4.: If the dummy node corresponding to the new price position does not exist, it is obtained from the free pool and added to the horizontal linked list, and the order node is added at the head of the vertical linked list under the newly added dummy node.

C.

DELETE Order

1.: Using the OrderID field in the request as an address, read the OrderIndex from the order index table stored in DRAM. Reset the flag in the DRAM location indicating that the location content (OrderIndex) is no longer valid.
2.: Locate the order node using the OrderIndex. The order node is at the same offset in block RAM (BRAM) as the order structure in SRAM and this offset is equal to the OrderIndex. Remove the order node from the linked list by manipulating the pointers in the time vertical linked list. If it was the only node under the dummy node, then remove the corresponding dummy node as well. Return the order node back to the free pool FIFO.
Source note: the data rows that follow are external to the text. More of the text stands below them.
PR #274, opened 2019-10-23
Increase Gameroom paging limit

shannynalayna:
Increases the default paging limit to 1000 and also fixes the tests to reflect this modification.

### DIFF
--- a/examples/gameroom/daemon/src/rest_api/routes/mod.rs
+++ b/examples/gameroom/daemon/src/rest_api/routes/mod.rs
@@ -37,6 +37,8 @@ use serde::{Deserialize, Serialize};
 
 pub const DEFAULT_LIMIT: usize = 100;
 pub const DEFAULT_OFFSET: usize = 0;
+const MAX_LIMIT: usize = 1000;
+
 const QUERY_ENCODE_SET: &AsciiSet = &CONTROLS
     .add(b' ')
     .add(b'"')
@@ -126,7 +128,7 @@ pub fn get_response_paging_info(
     link: &str,
     query_count: usize,
 ) -> Paging {
-    let limit = limit as i64;
+    let limit = validate_limit(limit);
     let offset = offset as i64;
     let query_count = query_count as i64;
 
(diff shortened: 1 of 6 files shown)


examples/gameroom/daemon/src/rest_api/routes/mod.rs
```diff
@@ -174,44 +174,46 @@ mod tests {
...
+            create_test_paging_response(DEFAULT_LIMIT, DEFAULT_OFFSET, 1000, 0, 9000);
         assert_eq!(test_paging_response, generated_paging_response);
     }
 
     #[test]
     fn test_50offset_paging_response() {
-        // Create paging response from default limit, offset of 50, and a total of 1000
-        let test_paging_response = get_response_paging_info(DEFAULT_LIMIT, 50, TEST_LINK, 1000);
-        let generated_paging_response = create_test_paging_response(DEFAULT_LIMIT, 50, 150, 0, 900);
+        // Create paging response from default limit, offset of 500, and a total of 10000
```
dplumb94: Is it necessary to update the tests besides `test_default_paging_response()`? If so, the names of the tests should be updated as well

examples/gameroom/gameroom-app/src/store/api.ts
```diff
@@ -79,7 +79,7 @@ export async function gameroomPropose(
 }
 
 export async function listGamerooms(): Promise<Gameroom[]> {
-  const response = await gameroomAPI.get('/gamerooms');
+  const response = await gameroomAPI.get('/gamerooms?limit=1000');
```
peterschwarz: Does the server side have a max limit?

shannynalayna: No, the limit gets passed directly to the database query. I don't see any limit maximum documented from diesel.

peterschwarz: We should add a maximum on the server-side for this, as well.  Perhaps in a separate commit.

examples/gameroom/daemon/src/rest_api/routes/mod.rs
```diff
@@ -166,6 +166,15 @@ pub fn get_response_paging_info(
     }
 }
 
+pub fn validate_limit(limit: usize) -> i64 {
+    let max = 1000 as usize;
```
peterschwarz: This could be a `const`

PR #277, opened 2019-10-24
Add design system initial commit

dnewh:


zapplebee:
The readme should be updated from the Create React App default to be relevant to the project.

zapplebee:
eslint config looks good.

canopy/design-system/src/styles/layout.scss
```diff
@@ -0,0 +1,119 @@
+.margin-s {
```
zapplebee: This should be put into to a function so it is easy to manage changing the values and keep it DRY

canopy/design-system/.gitignore
```diff
@@ -0,0 +1,26 @@
+# See https://help.github.com/articles/ignoring-files/ for more about ignoring files.
```
vaporos: .gitignore should only be done at the top-level of the repo (as per our convention).

canopy/design-system/README.md
```diff
@@ -0,0 +1,68 @@
+This project was bootstrapped with [Create React App](https://github.com/facebook/create-react-app).
```
vaporos: Wrap at <80 columns.

canopy/design-system/src/App.js
```diff
@@ -0,0 +1,55 @@
+import React from 'react';
```
vaporos: Need copyright headers on all files.

canopy/design-system/yarn.lock
```diff
@@ -0,0 +1,11387 @@
+# THIS IS AN AUTOGENERATED FILE. DO NOT EDIT THIS FILE DIRECTLY.
```
vaporos: No autogenerated files should be checked into the repo (at least on master).

vaporos:
Do we need to maintain .eslint config in every subdirectory?

vaporos:
Please remove the .keep file in a separate commit.

canopy/design-system/yarn.lock
dnewh: resolved

canopy/design-system/src/App.js
dnewh: resolved

canopy/design-system/README.md
dnewh: resolved

canopy/design-system/src/styles/layout.scss
dnewh: resolved

dnewh:
> Do we need to maintain .eslint config in every subdirectory?

Yes, they are similar but not exactly the same between the projects and also have dependencies in each project

canopy/design-system/README.md
```diff
@@ -0,0 +1,89 @@
+This project was bootstrapped with
```
vaporos: Is this README.md content actually useful? Looks like maybe it was autogenerated and mostly points to facebook URLs and isn't really canopy/design-system specific.

dnewh: It is the generic create-react-app README and will get updated later but it does, for now, list the relevant commands to run the app

PR #279, opened 2019-10-24
Add intial implementation of heartbeats to the Splinter Network

agunde406:
This commits adds a loop to Network that will send
heartbeats to every peer based on a provided heartbeat
interval. This will ensure that connections are not
incorrectly closed. 

Currently, every peer will receive
the heartbeat even if the network has received a message
from that peer recently. This will be changed in a future PR.

The default is 30 seconds. Setting the heartbeat_interval to 0 turns off heartbeats.

### DIFF
--- a/libsplinter/src/network/mod.rs
+++ b/libsplinter/src/network/mod.rs
@@ -33,14 +33,14 @@ use crate::mesh::{
 use crate::transport::Connection;
 
 #[derive(Debug)]
-pub struct NetworkMessage {
+pub struct NetworkMessageWrapper {
     peer_id: String,
     payload: Vec<u8>,
 }
 
-impl NetworkMessage {
+impl NetworkMessageWrapper {
     pub fn new(peer_id: String, payload: Vec<u8>) -> Self {
-        NetworkMessage { peer_id, payload }
+        NetworkMessageWrapper { peer_id, payload }
     }
     pub fn peer_id(&self) -> &str {
         &self.peer_id
@@ -229,7 +229,7 @@ impl Network {
         Ok(())
     }
 
-    pub fn recv(&self) -> Result<NetworkMessage, RecvError> {
+    pub fn recv(&self) -> Result<NetworkMessageWrapper, RecvError> {
         let envelope = self.mesh.recv()?;
         let peer_id = match rwlock_read_unwrap!(self.peers).get_peer_id(envelope.id()) {
             Some(peer_id) => peer_id.to_string(),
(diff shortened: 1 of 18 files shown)


splinterd/src/main.rs
```diff
@@ -192,6 +196,9 @@ fn main() {
         .or_else(|| config.peers())
         .unwrap_or_default();
 
+    let heartbeat_interval = value_t!(matches.value_of("heartbeat_interval"), u64)
+        .unwrap_or_else(|_| config.heartbeat_interval().unwrap_or(30));
```
peterschwarz: magic number

libsplinter/src/network/mod.rs
```diff
@@ -157,11 +160,41 @@ pub struct Network {
...
+            heartbeat_message.set_message_type(NetworkMessageType::NETWORK_HEARTBEAT);
+            heartbeat_message.set_payload(heartbeat);
+            let heartbeat_bytes = heartbeat_message
+                .write_to_bytes()
+                .map_err(|_| NetworkStartUpError("cannot create NetworkMessage".to_string()))?;
+            let _ = thread::spawn(move || {
+                let interval = Duration::from_secs(heartbeat_interval);
+                thread::sleep(interval);
+                loop {
+                    let peers = rwlock_read_unwrap!(heartbeat_network.peers).peer_ids();
```
peterschwarz: This will ping all peers, temp or otherwise

libsplinter/src/network/mod.rs
```diff
@@ -157,11 +160,41 @@ pub struct Network {
...
+            })?;
+            let mut heartbeat_message = NetworkMessage::new();
+            heartbeat_message.set_message_type(NetworkMessageType::NETWORK_HEARTBEAT);
+            heartbeat_message.set_payload(heartbeat);
+            let heartbeat_bytes = heartbeat_message
+                .write_to_bytes()
+                .map_err(|_| NetworkStartUpError("cannot create NetworkMessage".to_string()))?;
+            let _ = thread::spawn(move || {
+                let interval = Duration::from_secs(heartbeat_interval);
+                thread::sleep(interval);
```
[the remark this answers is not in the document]
agunde406: It will go into the next PR.

libsplinter/src/network/mod.rs
agunde406: I meant to not turn on the auth guard around the heartbeats so this shouldn't matter, will update

splinterd/src/main.rs
agunde406: fixed

libsplinter/src/network/mod.rs
agunde406: fixed

PR #288, opened 2019-10-27
Add repo and namespace variables to installed compose file

rbuysse:
This allows us to easily publish to multiple registries.


rbuysse:
These values default to empty. We can change the defaults by adding values to the `.env` file at the root of the repository.

PR #289, opened 2019-10-28
Simplify Service where services can be connected

agunde406:
Before a Service could be connected at any number of allowed nodes. However to alert the rest of the network of their location, the other nodes would need to be explicitly told which node the service was connected on and there was not a catch up procedure implemented if the other node missed the message. This would cause part of the network to not know where services were connected or how to talk to them. This was also seen on circuit start up where a circuit may not be up yet on one of the nodes.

The algorithmic steps for executing the INSERT, UPDATE, and DELETE commands are shown in Figure 8 below:

7. Performance Numbers

To obtain the performance numbers, we implemented the order processing block in HLS, Verilog, and software. The setup consisted of a Vivado HLS IDE and QuestaSim simulator for SystemVerilog. HLS code was run, first in the Vivado HLS IDE environment to confirm logical correctness. Co-simulation was conducted to understand whether the generated Verilog also worked correctly. The HLS code was synthesized on a Xilinx Ultrascale+ FPGA board (Virtex UltraScale+ VCU118-ES1 Evaluation Platform with xcvu9p-flga2104-2L FPGA). It was synthesized with a clock cycle of 3 ns. Latency numbers for overall processing (front end + order processing block) were computed for the system using C-RTL co-simulation in Vivado and the use of SystemVerilog simulations under QuestaSim. The software implementation of the front end and the order processing block consisted of C code run on a fault tolerant machine with a Red Hat Linux 7, 16-core CPU (Intel (R) Xenon(R) CPU ES-2667 V3 @ 3.20 GHz), and 256GB of RAM. The data structures used in the software were different since there was no consideration of the block RAM for software implementation. The software uses hashmap and treemap data structures for the order book. As for the synchronization, single-writer principles were followed to avoid locking contentions in the performance critical path. In a few scenarios, compare and swap low latency locks were used. Dedicated isolated cores were assigned to every process to avoid CPU switching. Due to the sequential nature of software, having more CPU cores did not give significant performance improvement.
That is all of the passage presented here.